John, I must respectfully disagree. The Scripture says that whoever _does_ those things is detestable to the LORD. It is the act of doing them that makes them such detestable things. I think enjoying LOTR or the Potter novels is very different than actually practicing magic, which is what the Scriptures condemn.


----------



## asc

Kesed said:


> So, just the other night, we decided to start the first one. I don't want to offend any LOTR fans on here, but I could not see how any person who confesses Christ could watch such a dark movie.



I'm no Tolkien expert, but from what I can recall, the books are not nearly as dark. And if i remember correctly, the readers perspective is always on the heroes in the book. Jackson obviously had to change things around to compress the book into a movie. I think it was faithful for the most part, but it's not exactly the same. The dramatic style worked to make the movies a big commercial hit. But if you've lived a very sheltered life when it comes to the cinema, I'm not surprised you found to it too much.


----------



## Philip

John Lanier said:


> Even the "evil" magic comes across as neat, interesting, and entertaining.



If this is your criterion, then you will conclude that no Christian should read Christopher Marlowe's _Doctor Faustus_, Shakespeare's _MacBeth_, or Milton's _Paradise Lost_.



John Lanier said:


> The Scripture calls it detestable.



Tolkien would agree with you: men are not to claim for themselves power beyond what God has given them. His cosmology is (as I said) more or less Augustinian.

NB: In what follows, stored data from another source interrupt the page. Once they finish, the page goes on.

PR #420, opened 2026-07-30
[BENCH-571] Hide xAI from S2S and launch S2S to live

cooperr1:
## What

Launches the S2S benchmark publicly and hides xAI from it.
Screenshot 2026-07-30 at 1 08 02 PM

**Runner registry**
- `gpt-realtime` (OpenAI) and `gemini-live` (Google) leave the `EARLY_ACCESS` pre-launch embargo → `ACTIVE`.
- Both xAI models (`grok-realtime`, `grok-voice-think-fast-2.0`) → `PENDING`: hidden sitewide while xAI is unresponsive to outreach; the fetch job doesn't read the registry, so data keeps accruing for the flip back (same pattern as #322).

**Web launch surfaces**
- Removed the `NEXT_PUBLIC_S2S_ENABLED` gate from `/s2s` (the deployment env var is now dead config and can be cleaned up separately).
- Added Speech-to-Speech to the header tabs, mobile menu, footer, and overview hero copy.
- New third overview leaderboard card ranking V2V p50, pinned to the `s2s-multiturn-v1` dataset (hoisted to a named constant shared with the dashboard) and clamped to 7d when the shared toggle sits on 1d — S2S ingests daily and has no 24h window.

**Bug fix caught along the way**
- Data endpoints only strip `EARLY_ACCESS` models; `PENDING`/`RETIRED` rows still come back in `model_stats`. The overview cards ranked raw stats, so pending xAI (which keeps ingesting) would have surfaced there. Added `disabledModelKeys` and excluded disabled catalogue models from all three overview cards — closing the same latent gap for TTS/STT.

## Testing

- 432 runner unit tests, 113 web tests, typecheck + lint all green.
- Verified against a local runner API running this registry: `/v1/providers` serves xAI as `disabled`, OpenAI/Google enabled; `/s2s`, nav, footer, and overview card all render; overview card requests/labels 7d on the 1d toggle.
- Verified with prod data (providers catalogue from local API, data endpoints from prod): all S2S surfaces — overview card, key metrics, charts, comparison table, conversation samples — show OpenAI + Google only, no Grok.

## Rollout

The registry flip takes effect when the runner API redeploys; the web changes are independent and safe to deploy alongside.

### DIFF
--- a/runner/src/coval_bench/registries/models.py
+++ b/runner/src/coval_bench/registries/models.py
@@ -798,36 +798,37 @@ MODEL_REGISTRY: list[RegisteredModel] = [
     # S2S #
     #######
     # S2S realtime models. Numbers are fetched daily from Coval (no local
-    # provider client). EARLY_ACCESS = pre-launch embargo: they run and fetch
-    # normally, but every data endpoint strips them for public callers and
-    # serves them only to X-Internal-Key requests until the benchmark launches.
+    # provider client).
     RegisteredModel(
         benchmark=_S2S,
         provider="openai",
         model="gpt-realtime",
         tags=(_STREAMING, _MULTI),
-        status=_EARLY_ACCESS,
+        status=_ACTIVE,
     ),
     RegisteredModel(
         benchmark=_S2S,
         provider="google",
         model="gemini-live",
         tags=(_STREAMING, _MULTI),
-        status=_EARLY_ACCESS,
+        status=_ACTIVE,
     ),
+    # xAI hidden for launch while they are unresponsive to outreach; the fetch
+    # job doesn't read this registry, so data keeps accruing for the flip back
+    # to active.
     RegisteredModel(
         benchmark=_S2S,
         provider="xai",
         model="grok-realtime",
         tags=(_STREAMING, _MULTI),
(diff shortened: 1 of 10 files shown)


runner/src/coval_bench/registries/models.py
```diff
@@ -807,36 +798,37 @@ class RegisteredModel(BaseModel, frozen=True, extra="forbid"):
...
+    # xAI hidden for launch while they are unresponsive to outreach; the fetch
+    # job doesn't read this registry, so data keeps accruing for the flip back
+    # to active.
     RegisteredModel(
         benchmark=_S2S,
         provider="xai",
         model="grok-realtime",
         tags=(_STREAMING, _MULTI),
-        status=_EARLY_ACCESS,
+        status=_PENDING,
```
seribaymadina: PENDING doesn't seem to hide the xAI data it can be retrieved, lets keep EARLY_ACCESS

seribaymadina: note: im currently working on making gcs bucket private, so dont worry about that part

seribaymadina (approved):
approved, but please change the status of xAI models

I won't comment on the type of magic practiced in _Potter_, given that it doesn't exist.

Here's one (very powerful) character's commentary:



> "For this is what your folk would call magic. I believe; though I do not understand clearly what they mean; and they seem also to use the same word of the deceits of the Enemy"


----------



## Loopie

Kesed said:


> Loopie:
> 
> That is the question. Where _do_ we draw the line? It's going to be different for every Christian _to some extent,_ I know. But should it be? I guess I'm trying to figure out where to draw it myself.
> 
> Sarah



Sarah,

It certainly is tough, and I very much understand your concern. My parents let me do things and have things that I will not let my children have. I was allowed a TV in my room (and my own private computer in my room) during highschool (and my last year of middle school). Knowing what I know now, I won't be allowing this for my own children.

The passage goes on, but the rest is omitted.